Issue #1346, opened 2024-02-19
Dataset filtering should use the patternfly design recommendation


willr3:
**Feature idea.**

Dataset filtering in the UI uses a drop down per filter option (labelName?) which can result in a long scrollable header of options

![Screenshot from 2024-02-19 12-16-06](https://github.com/Hyperfoil/Horreum/assets/1083859/d2c68e80-a703-4727-9c00-1b3d63473ef3)

The Patternfly recommended approach is the `attribute-search` example in the filters component

https://www.patternfly.org/patterns/filters#attribute-search

PR #1797, opened 2024-06-16
Change dataset filters to Patternfly Attribute Filter pattern: Fixes: #1346

johnaohara:
This PR changes the filter dropdown to use the Patternfly `attribute-search` pattern

## Fixes Issue

Fixes:  #1346
Screenshot from 2024-06-16 13-52-43

Screenshot from 2024-06-16 13-52-46

### DIFF
--- a/horreum-web/src/components/LabelFilter/LabelFilterOption.tsx
+++ b/horreum-web/src/components/LabelFilter/LabelFilterOption.tsx
@@ -1,0 +1,111 @@
+import React from "react";
+import {Menu, MenuContent, MenuItem, MenuList, MenuToggle, Popper} from "@patternfly/react-core";
+
+interface FilterOptionProps {
+    name: string;
+    options: string[];
+    filter: any;
+    setFilter(filter: any): any;
+    selection: string;
+    setSelection(selection: string): any;
+}
+
+
+export default function LabelFilterOption(props: FilterOptionProps) {
+    const [isMenuOpen, setIsMenuOpen] = React.useState<boolean>(false);
+    const toggleRef = React.useRef<HTMLButtonElement>(null);
+    const menuRef = React.useRef<HTMLDivElement>(null);
+    const containerRef = React.useRef<HTMLDivElement>(null);
+
+    const handleMenuKeys = (event: KeyboardEvent) => {
+        if (isMenuOpen && menuRef.current?.contains(event.target as Node)) {
+            if (event.key === 'Escape' || event.key === 'Tab') {
+                setIsMenuOpen(!isMenuOpen);
+                toggleRef.current?.focus();
+            }
+        }
+    };
+
+    const handleClickOutside = (event: MouseEvent) => {
+        if (isMenuOpen && !menuRef.current?.contains(event.target as Node)) {
+            setIsMenuOpen(false);
+        }
+    };
+
+    React.useEffect(() => {
+        window.addEventListener('keydown', handleMenuKeys);
+        window.addEventListener('click', handleClickOutside);
+        return () => {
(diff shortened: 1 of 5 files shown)


horreum-web/src/components/CustomTable.tsx
```diff
@@ -138,7 +138,7 @@ function CustomTable<D extends object>({
 
     return (
         <Card>
-            {(title || pagination?.top) && (
+            {(title && pagination?.top) && (
```
lampajr, line 141: I don't think this should be an `&&` because there might be situation where you want the pagination without the title
```suggestion
            {(title || pagination?.top) && (
```

horreum-web/src/domain/runs/TestDatasets.tsx
```diff
@@ -208,10 +211,33 @@ export default function TestDatasets() {
...
-    return (
-        <>
-            <Toolbar className="pf-v5-u-justify-content-space-between" style={{ width: "100%" }}>
-                <ToolbarGroup>
+    const arrayOfClearCallbacks : any[] = [];
+    const clearCallback = (callback: () => void) => {
+        arrayOfClearCallbacks.push(callback);
+    }
+
+    // TODO: clear all filter cards
```
lampajr, line 219: Is this still a valid `TODO`?

horreum-web/src/components/LabelFilter/LabelFilterOption.tsx
```diff
@@ -0,0 +1,111 @@
...
+
+    const menu = (
+        <Menu ref={menuRef} id="attribute-search-{props.name}-menu" onSelect={onSelect} selected={props.selection}>
+            <MenuContent>
+                <MenuList>
+                    {
+                        props.options.map((option) => (
+                            <MenuItem isSelected={props.selection === option} itemId={option} key={option}>
+                                {option}
+                            </MenuItem>
```
lampajr, line 90: We need to filter out `undefined` options otherwise we would have null options (that are selected by default):
image
```suggestion
                        props.options.filter(option => option).map((option) => (
                            <MenuItem isSelected={props.selection === option} itemId={option} key={option}>
                                {option}
                            </MenuItem>
```

lampajr (changes requested):
Hey @johnaohara, this looks an awesome improvement in the UI :heart: 

I left a couple of comments.

horreum-web/src/domain/runs/TestDatasets.tsx
johnaohara: No, I have implemented this, I will remove the comment

horreum-web/src/components/LabelFilter/LabelFilterOption.tsx
johnaohara: The filter does remove out `undefined`, but the api (maybe it is the json marshalling) is returning a mixture of `null` and undefined, and it is the `null` values that are causing the issue. 

Other LabelValues only return `undefined` for an unknown value.

My intention was to merge this PR as it is, and then fix the api problem that is returning the wrong data type for an unknown label value

horreum-web/src/components/CustomTable.tsx
johnaohara: yes, i need to revert this and fix it correctly, there is an issue where the CardHeader is being displayed without a title or pagination

horreum-web/src/components/LabelFilter/LabelFilterOption.tsx
lampajr: Got it :+1:

lampajr (approved):
LGTM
= = = =
*ABOUT THIS TASK*. In the data above, find the line that contains "https://www.patternfly.org/patterns/filters#attribute-search" and the line that contains "-1,0 +1,111 @@". Repeat exactly those lines and every line between them, and only those.

*PROBLEM SOLUTION*.
https://www.patternfly.org/patterns/filters#attribute-search

PR #1797, opened 2024-06-16
Change dataset filters to Patternfly Attribute Filter pattern: Fixes: #1346

johnaohara:
This PR changes the filter dropdown to use the Patternfly `attribute-search` pattern

## Fixes Issue

Fixes:  #1346
Screenshot from 2024-06-16 13-52-43

Screenshot from 2024-06-16 13-52-46

### DIFF
--- a/horreum-web/src/components/LabelFilter/LabelFilterOption.tsx
+++ b/horreum-web/src/components/LabelFilter/LabelFilterOption.tsx
@@ -1,0 +1,111 @@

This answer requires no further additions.